-- DATA TO PROCESS --
PR #5257, opened 2024-07-02
perf: specialize match function at UPat init [run_process_replay]

roelofvandijk:
⚠️ This is probably too complex for the 50% speed increase it offers on the `_match` function, but I wanted to share the idea. 

At `UPat` initialization, the `_match` function can be specialized based on which elements of the `UPat` are not None.
This cuts down on unnecessary checks and attribute access.

```
PROFILE=0 python -O test/external/external_benchmark_schedule.py
master
***** model forward in  15.68 ms
***** model schedule in   5.22 ms
***** model lower in 575.02 ms
n:  331816  tm: 210.41ms  tot: 371.24ms uops.py:111:_match                                 <-  66% uops.py:141:rewrite

branch
***** model forward in  15.61 ms
***** model schedule in   5.02 ms
***** model lower in 525.86 ms
n:  331816  tm:  72.74ms  tot: 254.60ms uops.py:134:_match                                 <-  57% uops.py:122:src_unmatch
```

Summary of changes:
  * reduce `_match` to a tuple of `UPat`-specific match functions that only includes the relevant functions. This way, all member lookups are also removed from the matching calls.
  * move permutations from the `src` match (each match call) to the `UPat` init (once)
  * early stopping for the src children match
  * `op`, `dtype` and `arg` matches are simplified to `in tuple`

I tested real functions instead of lambda functions but that does not seem to matter.

Example:

`UPat(UOps.CONST, name="mval")` has `unmatch_funcs=(lambda uop,_: uop.op not in(UOps.CONST,), lambda uop,store: store.setdefault("mval", uop) is not uop)`

### DIFF
--- a/tinygrad/codegen/uops.py
+++ b/tinygrad/codegen/uops.py
@@ -107,33 +107,34 @@ class UPat:
 
   def __post_init__(self):
     self.f: tuple[Callable[[Any, Any], Any], ...] = ()
-    if (o:=self.op) is not None: self.f += (lambda uop,_: uop.op not in o,) if isinstance(o,set) else (lambda uop,_: o != uop.op,)
-    if (a:=self.arg) is not None: self.f += (lambda uop,_: uop.arg not in a,) if isinstance(a,set) else (lambda uop,_: a != uop.arg,)
+    op = () if self.op is None else tuple(self.op) if isinstance(self.op, set) else (self.op,)
+    arg = () if self.arg is None else tuple(self.arg) if isinstance(self.arg, set) else (self.arg,)
+    dtype = () if self.dtype is None else tuple(self.dtype)if isinstance(self.dtype, set) else (self.dtype,)
+    if op: self.f += (lambda uop,_: uop.op not in op,)
+    if arg: self.f += (lambda uop,_: uop.arg not in arg,)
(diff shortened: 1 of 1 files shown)


DKormann:
why is it faster? because the lambdas or because you have the different loop for src_unmatch

roelofvandijk:
Both

DKormann:
oh i see the any( ... ) goes through all children that makes sense

DKormann:
this seems like you could get it passed easy when split into independent prs no? also i dont see a reason why this cant be done in almost no additional lines

DKormann:
well than try to pr at least the idea with lambda functions

geohot:
How are you getting 575 ms baseline? On an M3 Pro

```
diane@blak:~/tinygrad$ PROFILE=0 python -O test/external/external_benchmark_schedule.py
***** model forward in  18.74 ms
***** model schedule in   6.11 ms
***** model lower in 872.02 ms
```

I'm okay with the tuple refactor, I just think it should be like 3 lines and not make the syntax worse.

roelofvandijkO:
Python 3.12

roelofvandijk:
Python 3.12, M3 Pro

roelofvandijk:
Closing this, might pull out only the all-tuple init

PR #5879, opened 2024-08-02
Example for fast numpy() conversion

reddyn12:
Same shape of ```(32, 12087, 268)``` takes ```6 sec``` on master using ```tens.numpy()``` compared to ```0.46 sec``` here


geohot:
Sure, it can be faster. The trick is to do it in tinygrad in a clean maintainable way

PR #5896, opened 2024-08-04
UOp generic div folding

chenyuxyz:


chenyuxyz:
merging now, plan to combine this with UOp.divides later

chenyuxyz:
few % faster on red covs

PR #5915, opened 2024-08-05
Float4 support for CLANG

ignaciosica:


tinygrad/renderer/cstyle.py
```diff
@@ -180,15 +180,18 @@ def ssa(prefix:str, u:Optional[UOp]=None):
...
           r[u] = (r[src[0]] if from_ssa else f"{(r[src[0]])}") + \
-            (f"[{args}]" if src[0].dtype.count > (8 if self.device in {"CUDA", "NV"} else 4) else f".{'xyzwabcd'[args]}")
+            (f"[{args}]" if src[0].dtype.count > (8 if self.device in {"CUDA", "NV"} else 4) or self.device == 'CLANG' else f".{'xyzwabcd'[args]}")
         else: raise RuntimeError(f"failed to render {u}")
 
     # NOTE: this relies on bufs dict preserving order
     return self.render_kernel(name, kernel, list(bufs.values()), uops)
 
+def _make_clang_dtype(self, dtype):
+  return f"typedef {self.render_dtype(dtype.scalar())} {self.render_dtype(dtype)} __attribute__((vector_size({dtype.itemsize})));"
```
geohot, line 190: The pointer should probably be aligned

tinygrad/renderer/cstyle.py
```diff
@@ -41,7 +41,7 @@ def render_cast(self, x:str, var_dtype:DType, bitcast=False) -> str:
   def render_vectorize(self, x:List[str], var_dtype:DType) -> str:
     assert len(x) == var_dtype.count, f"cast is wrong size {len(x)} != {var_dtype.count}"
     assert self.float4 is not None, "vectorized cast is not supported on this platform"
-    return f"{self.float4.replace('float4', self.render_dtype(var_dtype))}({','.join(x)})"
+    return f"{self.float4.replace('float4', self.render_dtype(var_dtype))}" + (f"{{{','.join(x)}}}" if self.device == "CLANG" else f"({','.join(x)})")
```
geohot, line 44: Why is clang different here?

ignaciosica: The custom vector type support the following direct initializations that don't work if used with parenthesis.

```
typedef float float4 __attribute__((aligned(16),vector_size(16)));
float4 x = (float4){0.0f,0.0f,0.0f,0.0f};
float4 y = (float4){0.0f};
```

For parenthesis to work, an initialization function is required, much like make_float4, but with no other benefit than that.

```
float4 make_float4(float a, float b, float c, float d) {
    return (float4){a, b, c, d};
}
float4 m = make_float4(1.0f, 2.0f, 3.0f, 4.0f);
```

Other backends like CUDA and AMD do use the initialization function, that's the reason for the clause there

tinygrad/renderer/cstyle.py
ignaciosica: Sure, added it

PR #5922, opened 2024-08-05
whisper

DKormann:
- [x] fix jit error for long input
- [x] stream input output
- [x] timestamps
- [x] long batch inference
- [x] (speed up if necessary)


DKormann:
when the context gets full during recording i clear create new context with only text from current frame. I wanna make sure to only do this once to avoid loop.
this doubles effective token limit to around 400 tokens / 30 seconds of recording

DKormann:
will try couple refactors tomorrow and than long batch inference

DKormann:
working on speed optimization rn now at about 8.5x realtime on single GPU

chenyuxyz:
stale. we have a $200 bounty to make whisper work for tinygrad meeting recording if you are interested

-- EXERCISE INSTRUCTIONS --
Would you restate the entries word for word, omitting none?

-- EXPECTED OUTPUT --
PR #5257, opened 2024-07-02
perf: specialize match function at UPat init [run_process_replay]

roelofvandijk:
⚠️ This is probably too complex for the 50% speed increase it offers on the `_match` function, but I wanted to share the idea. 

At `UPat` initialization, the `_match` function can be specialized based on which elements of the `UPat` are not None.
This cuts down on unnecessary checks and attribute access.

```
PROFILE=0 python -O test/external/external_benchmark_schedule.py
master
***** model forward in  15.68 ms
***** model schedule in   5.22 ms
***** model lower in 575.02 ms
n:  331816  tm: 210.41ms  tot: 371.24ms uops.py:111:_match                                 <-  66% uops.py:141:rewrite

branch
***** model forward in  15.61 ms
***** model schedule in   5.02 ms
***** model lower in 525.86 ms
n:  331816  tm:  72.74ms  tot: 254.60ms uops.py:134:_match                                 <-  57% uops.py:122:src_unmatch
```

Summary of changes:
  * reduce `_match` to a tuple of `UPat`-specific match functions that only includes the relevant functions. This way, all member lookups are also removed from the matching calls.
  * move permutations from the `src` match (each match call) to the `UPat` init (once)
  * early stopping for the src children match
  * `op`, `dtype` and `arg` matches are simplified to `in tuple`

I tested real functions instead of lambda functions but that does not seem to matter.

Example:

`UPat(UOps.CONST, name="mval")` has `unmatch_funcs=(lambda uop,_: uop.op not in(UOps.CONST,), lambda uop,store: store.setdefault("mval", uop) is not uop)`

### DIFF
--- a/tinygrad/codegen/uops.py
+++ b/tinygrad/codegen/uops.py
@@ -107,33 +107,34 @@ class UPat:
 
   def __post_init__(self):
     self.f: tuple[Callable[[Any, Any], Any], ...] = ()
-    if (o:=self.op) is not None: self.f += (lambda uop,_: uop.op not in o,) if isinstance(o,set) else (lambda uop,_: o != uop.op,)
-    if (a:=self.arg) is not None: self.f += (lambda uop,_: uop.arg not in a,) if isinstance(a,set) else (lambda uop,_: a != uop.arg,)
+    op = () if self.op is None else tuple(self.op) if isinstance(self.op, set) else (self.op,)
+    arg = () if self.arg is None else tuple(self.arg) if isinstance(self.arg, set) else (self.arg,)
+    dtype = () if self.dtype is None else tuple(self.dtype)if isinstance(self.dtype, set) else (self.dtype,)
+    if op: self.f += (lambda uop,_: uop.op not in op,)
+    if arg: self.f += (lambda uop,_: uop.arg not in arg,)
(diff shortened: 1 of 1 files shown)


DKormann:
why is it faster? because the lambdas or because you have the different loop for src_unmatch

roelofvandijk:
Both

DKormann:
oh i see the any( ... ) goes through all children that makes sense

DKormann:
this seems like you could get it passed easy when split into independent prs no? also i dont see a reason why this cant be done in almost no additional lines

DKormann:
well than try to pr at least the idea with lambda functions

geohot:
How are you getting 575 ms baseline? On an M3 Pro

```
diane@blak:~/tinygrad$ PROFILE=0 python -O test/external/external_benchmark_schedule.py
***** model forward in  18.74 ms
***** model schedule in   6.11 ms
***** model lower in 872.02 ms
```

I'm okay with the tuple refactor, I just think it should be like 3 lines and not make the syntax worse.

roelofvandijkO:
Python 3.12

roelofvandijk:
Python 3.12, M3 Pro

roelofvandijk:
Closing this, might pull out only the all-tuple init

PR #5879, opened 2024-08-02
Example for fast numpy() conversion

reddyn12:
Same shape of ```(32, 12087, 268)``` takes ```6 sec``` on master using ```tens.numpy()``` compared to ```0.46 sec``` here


geohot:
Sure, it can be faster. The trick is to do it in tinygrad in a clean maintainable way

PR #5896, opened 2024-08-04
UOp generic div folding

chenyuxyz:


chenyuxyz:
merging now, plan to combine this with UOp.divides later

chenyuxyz:
few % faster on red covs

PR #5915, opened 2024-08-05
Float4 support for CLANG

ignaciosica:


tinygrad/renderer/cstyle.py
```diff
@@ -180,15 +180,18 @@ def ssa(prefix:str, u:Optional[UOp]=None):
...
           r[u] = (r[src[0]] if from_ssa else f"{(r[src[0]])}") + \
-            (f"[{args}]" if src[0].dtype.count > (8 if self.device in {"CUDA", "NV"} else 4) else f".{'xyzwabcd'[args]}")
+            (f"[{args}]" if src[0].dtype.count > (8 if self.device in {"CUDA", "NV"} else 4) or self.device == 'CLANG' else f".{'xyzwabcd'[args]}")
         else: raise RuntimeError(f"failed to render {u}")
 
     # NOTE: this relies on bufs dict preserving order
     return self.render_kernel(name, kernel, list(bufs.values()), uops)
 
+def _make_clang_dtype(self, dtype):
+  return f"typedef {self.render_dtype(dtype.scalar())} {self.render_dtype(dtype)} __attribute__((vector_size({dtype.itemsize})));"
```
geohot, line 190: The pointer should probably be aligned

tinygrad/renderer/cstyle.py
```diff
@@ -41,7 +41,7 @@ def render_cast(self, x:str, var_dtype:DType, bitcast=False) -> str:
   def render_vectorize(self, x:List[str], var_dtype:DType) -> str:
     assert len(x) == var_dtype.count, f"cast is wrong size {len(x)} != {var_dtype.count}"
     assert self.float4 is not None, "vectorized cast is not supported on this platform"
-    return f"{self.float4.replace('float4', self.render_dtype(var_dtype))}({','.join(x)})"
+    return f"{self.float4.replace('float4', self.render_dtype(var_dtype))}" + (f"{{{','.join(x)}}}" if self.device == "CLANG" else f"({','.join(x)})")
```
geohot, line 44: Why is clang different here?

ignaciosica: The custom vector type support the following direct initializations that don't work if used with parenthesis.

```
typedef float float4 __attribute__((aligned(16),vector_size(16)));
float4 x = (float4){0.0f,0.0f,0.0f,0.0f};
float4 y = (float4){0.0f};
```

For parenthesis to work, an initialization function is required, much like make_float4, but with no other benefit than that.

```
float4 make_float4(float a, float b, float c, float d) {
    return (float4){a, b, c, d};
}
float4 m = make_float4(1.0f, 2.0f, 3.0f, 4.0f);
```

Other backends like CUDA and AMD do use the initialization function, that's the reason for the clause there

tinygrad/renderer/cstyle.py
ignaciosica: Sure, added it

PR #5922, opened 2024-08-05
whisper

DKormann:
- [x] fix jit error for long input
- [x] stream input output
- [x] timestamps
- [x] long batch inference
- [x] (speed up if necessary)


DKormann:
when the context gets full during recording i clear create new context with only text from current frame. I wanna make sure to only do this once to avoid loop.
this doubles effective token limit to around 400 tokens / 30 seconds of recording

DKormann:
will try couple refactors tomorrow and than long batch inference

DKormann:
working on speed optimization rn now at about 8.5x realtime on single GPU

chenyuxyz:
stale. we have a $200 bounty to make whisper work for tinygrad meeting recording if you are interested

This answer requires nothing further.